# Interested in keeping Blue Acara



## Ed204 (Dec 23, 2016)

Hello fellow aquarist,
I have been recently visiting my LFS lately and I stumbled upon a Blue Acara. It was in a tank with a Electric Yellow Lab, Demansoni, Flowerhorn and Blood Parrot.

I am currently interested in keeping one of these and I would like to ask if I were to buy one would he fit in my 120 along with 3 Blood Parrots, 1 fire mouth and 1 gold Severum plus 6 Yoyo loaches. 
According to what I've read the Blue Acara is a relatively peaceful Cichlid in general. I know it depends on a fishes personality but can anyone share their experiences in keeping this fish, has anyone kept a nasty one? Is the Blue Acara a territorial fish like the Blood Parrot or Fire Mouth. If other fish peck them will they engage them in a fight? Or will they just simply swim away?
Thanks Everyone!


----------



## judyok (Aug 12, 2014)

I currently have 1 Blue Acara in tank with 1 Blood Parrot, 1 Fire Mouth and a group of Paretroplus keineri and they all coexist quite well. I also have a tank with 3 Blue Acara and 4 Severums and they also live together with little aggression. No torn fins or hiding in corners.


----------



## mudbug79 (Sep 18, 2012)

I have about 10-15 Electric Blue Acaras in a 100 gallon. the only time they show aggression is when they breed.

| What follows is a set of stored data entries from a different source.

PR #241, opened 2023-07-11
PR: Update Codicons icons to 0.0.33

kumattau:
The bundled codicon-0.0.32 seems to have the following problem.

* md5sum does not match the official distribution.
* There is not enough charmap.

Therefore, it is recommended to update to the latest version 0.0.33.

The above problem is caused by the following in update_msc.

* The file version is not stable because the file is downloaded from master(main) branch.
* The [codicon.csv](https://github.com/microsoft/vscode-codicons/blob/main/dist/codicon.csv) is missing definitions and compatibility is broken because it is simply a list of glyph names. So, [the explicit version codicon.css](https://github.com/microsoft/vscode-codicons/blob/0.0.33/dist/codicon.css) need to be used instead.
* It seems that [packages.json of master(main) branch](https://github.com/microsoft/vscode-codicons/blob/main/package.json) is not following the release. So, it cannot be used for version check.


dalthviz:
Hi @kumattau sorry for the late response! I gave this a check and seems like now the [latest codicons release is 0.0.35](https://github.com/microsoft/vscode-codicons/releases/tag/0.0.35). Could it be possible for you to update this PR to that version? Let us know!

dalthviz:
Just in case, I created https://github.com/spyder-ide/qtawesome/pull/251 to update to the latest codicons version (0.0.35) so that PR will supersed this one. Also, I created a new issue to follow up your findings regardind the update command at https://github.com/spyder-ide/qtawesome/issues/252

Mostly just a lot of chasing. I kept them with Angels at one time and they did not hesitate to push back when big male angels tried to push them around. Once they lay eggs the male and female will defend that spot until the fry can go of on their own. I have been keeping them for quite some time and I have only noticed actual fights a handful of times.


----------